**RECORDED DATA**
PR #1334, opened 2023-11-01
Enable IdentityServicesPropertySourceFactory to Map More Than Two XSUAA Service Instances

clnative:
In an offline discussion around #1324, we determined that the approach applied there is not really sustainable. It turned out that the root cause of the issue is more to be found at the limited implementation of `IdentityServicesPropertySourceFactory`, which does not pass through all Xsuaa Service Instances to class `XsuaaServiceConfigurations`. This effectively prohibits that consuming applications may overwrite AutoConfiguration and pick&choose the right XSUAA service instance they want to use when overwriting `JwtDecoder`.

**WORK INSTRUCTIONS**
Set down no line except those from the one with "Enable IdentityServicesPropertySourceFactory to" to the last line of the data, inclusive, each exactly as written.

**OUTPUT OF THE TASK**
Enable IdentityServicesPropertySourceFactory to Map More Than Two XSUAA Service Instances

clnative:
In an offline discussion around #1324, we determined that the approach applied there is not really sustainable. It turned out that the root cause of the issue is more to be found at the limited implementation of `IdentityServicesPropertySourceFactory`, which does not pass through all Xsuaa Service Instances to class `XsuaaServiceConfigurations`. This effectively prohibits that consuming applications may overwrite AutoConfiguration and pick&choose the right XSUAA service instance they want to use when overwriting `JwtDecoder`.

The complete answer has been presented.